The Jakarta Times reported last year that amid the nation’s sweeping shelter-in-place order, Shopee was still offering 50,000-rupiah postage and courier waiver for every purchase of 90,000 rupiahs or above.

The broadsheet also noted that Tencent and Shopee also teamed up with the nation’s leading couriers like JNE and J&T for speedy deliveries to major islands across the nation.  

By contrast, Peng’s main strategy for Lazada, used to be known for its bargain goods, was to upgrade offerings and introduce more high-street brands, replicating Alibaba’s push back home to transform its Taobao online marketplace into a posh visual mall.

But it took Alibaba two years to realize what the large swaths of consumers in Southeast Asia really needed, even though Alibaba CEO Daniel Zhang used to fly to Singapore each month and spend days hopping around the region to coordinate operations at Lazada. 

One example of how Alibaba’s management became so out of touch with local pulses was an incident in 2019 when Lazada’s Vietnam CEO, a senior Alibaba executive, was eased out by his Vietnamese subordinates threatening a strike during an extraordinary boardroom meeting chaired by Zhang. 

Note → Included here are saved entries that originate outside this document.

PR #2231, opened 2023-08-31
Fix month comparison, dont respect day of month when comparing months

sebassonav:
### Description

https://github.com/navikt/pensjon-etterlatte-saksbehandling/pull/2049

### Change summary
- fixed bug in monthpicker. Monthpicker compares two dates also by looking at their day of month which is wrong.


KenAJoh (approved):
🤩 Takk for hjelpen!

China Business News reported that since 2018, Alibaba had appointed no less than 12 regional heads to lead Lazada’s operations in four Southeast Asian countries when teams underachieved and the managerial merry-go-round started anew.

Lazada and Shopee’s different response to the coronavirus pandemic ravaging the region, in particular Indonesia, also explains their diverging fortunes. 

The Caijing magazine revealed that Alibaba decided to pull all Chinese employees working at Lazada out of Indonesia in March 2020, the first Chinese company to have airlifted its staff, when Shopee was seeing a spike in new orders when brick-and-mortar shops and markets were shut amid sweeping lockdowns.

Some of the key managers at Lazada are still yet to return to Indonesia as they opt to work from China, more than a year after the start of the contagion in the region.